One thing is certain: It was not Greg Taylor. There was not a shred of DNA evidence tying him to the victim, and Gov. Bev Perdue waited on the test results to be sure. Then she pardoned Taylor last week, making him eligible for a $750,000 payment from the state to help make up for its monumental mistake.
Perdue's pardon is appropriate, of course, as is the payment. But even if the payment were 10 times the size, it could not make up for missed birthdays of his daughter, missed holidays and all the time Taylor spent in prison while the world went on without him.
But what is worse is this cold fact: Taylor's attorneys exposed an SBI agent who, following agency practice, did not disclose on a report that a followup test showed a key piece of evidence - a substance found on Taylor's truck fender - was not blood. Jurors who convicted Taylor were told that it was blood, and that evidence was crucial to the state's case - its bogus case, as it turns out.
Here's another chilling fact: Someone else killed Jacquetta Thomas, and that person may still be free. He or she may be in prison for another crime, or may be dead. No one knows. We do know the real killer has never been punished, never even been pursued for this crime.

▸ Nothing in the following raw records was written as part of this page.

PR #138, opened 2026-01-19
feat(fzf): add fzf-lua integration for buffer and file selection

xeon826:
File picker using fzf-lua to select git files or open buffers to add to the prompt. Use it like so:

```
		vim.keymap.set("t", "<C-f>", function()
			require("opencode").fzf.select_files()
		end, opts)
		vim.keymap.set("t", "<C-b>", function()
			require("opencode").fzf.select_buffers()
		end, opts)
```
image

### DIFF
--- a/lua/opencode/ui/fzf.lua
+++ b/lua/opencode/ui/fzf.lua
@@ -6,6 +6,14 @@ local function is_buf_valid(buf)
   return vim.api.nvim_get_option_value("buftype", { buf = buf }) == "" and vim.api.nvim_buf_get_name(buf) ~= ""
 end
 
+local function escape_terminal_mode()
+  local mode = vim.api.nvim_get_mode().mode
+  if mode:match("^[it]") then
+    vim.cmd("stopinsert")
+    vim.fn.feedkeys("\27", "n")
+  end
+end
+
 local function strip_ansi_codes(str)
   local result = str
   result = result:gsub("\27%[[0-9;]*m", "")
@@ -54,6 +62,8 @@ local function send_files_to_opencode(files, prompt_prefix)
 end
 
 function M.select_buffers(prompt_prefix)
+  escape_terminal_mode()
+
   local ok, fzf = pcall(require, "fzf-lua")
   if not ok then
     vim.notify("fzf-lua not found. Please install fzf-lua to use this feature.", vim.log.levels.ERROR)
@@ -109,6 +119,7 @@ function M.select_buffers(prompt_prefix)
 end
 
 function M.select_files(prompt_prefix, opts)
+  escape_terminal_mode()
   opts = opts or {}
 
   local ok, fzf = pcall(require, "fzf-lua")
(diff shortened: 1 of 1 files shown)


nickjvandyke:
Neat, thank you! I have thought about something like this.

I think it'd be more powerful and reusable [the way sidekick.nvim does it](https://github.com/folke/sidekick.nvim#snacksnvim-picker-integration). Is that possible in fzf-lua? That could get us started on supporting other pickers too. 🙂

xeon826:
I created [another branch using my fork](https://github.com/xeon826/opencode.nvim/tree/file-picker) that more resembles the functionality you're referring to but it seems opencode is lacking an endpoint for submitting file paths so [I created an issue and rough draft branch of opencode for adding that.](https://github.com/anomalyco/opencode/issues/9643)

nickjvandyke:
I think that missing feature is fine for now - it's an optimization, not a requirement. And is consistent with other filepath references anyway.

naowalrahman:
> Neat, thank you! I have thought about something like this.
> 
> I think it'd be more powerful and reusable [the way sidekick.nvim does it](https://github.com/folke/sidekick.nvim#snacksnvim-picker-integration). Is that possible in fzf-lua? That could get us started on supporting other pickers too. 🙂

Just came up with a neat snacks.picker() action to send context from snacks.picker to opencode, similar to the sidekick.nvim integration:
```lua
return {
  "folke/snacks.nvim",
  opts = {
    picker = {
      actions = {
        ---@param picker snacks.Picker
        opencode_send = function(picker)
          local context = {}

          for _, item in ipairs(picker:selected { fallback = true }) do
            local entry = ""

            -- Build file reference with optional line range
            if item.file then
              entry = "@" .. item.file
              if item.pos then
                local has_range = item.end_pos and item.end_pos[1] ~= item.pos[1]
                entry = entry .. (" L%d"):format(item.pos[1])
                if has_range then entry = entry .. ("-L%d"):format(item.end_pos[1]) end
              end
            end

            -- Append text content
            if item.text and item.text ~= "" then
              entry = entry .. (item.file and "\n  " or "") .. item.text
            end

            context[#context + 1] = entry
          end

          require("opencode").prompt(table.concat(context, "\n") .. "\n")
        end,
      },
      win = {
        input = {
          keys = {
            ["<a-a>"] = {
              "opencode_send",
              mode = { "n", "i" },
            },
          },
        },
      },
    },
  },
}
```

Press Alt+A on current item/selected items in snacks.picker to send context to opencode. 

Not sure if fzf-lua supports actions like snacks.picker, but I think picker integrations can be handled on the picker-side like this instead of plugin-side.

nickjvandyke:
Nice @naowalrahman! Could you PR that action function? Maybe to `lua/opencode/integrations/picker/snacks.lua` or similar. Then I can add a README bit like `sidekick.nvim` has.

nickjvandyke:
@xeon826 the snacks.picker integration was merged in #152 if you care to use it as a reference to adapt your fzf-lua integration 🙂

nickjvandyke:
Closing as stale, but please re-open a new PR with the suggested approach if you feel inspired 🙂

If there's any good news from this sad episode, it is that North Carolina had the good sense to create a way to determine if it made a mistake - and how to correct it.
If there's an appropriate way to make it up to Greg Taylor for taking away more than one-third of his life, it might be finding the killer - and building a persuasive case for conviction that will stand up to a close inspection. The conviction of Greg Taylor fell to pieces when experts put it under a microscope, and that ought to scare the daylights out of all of us."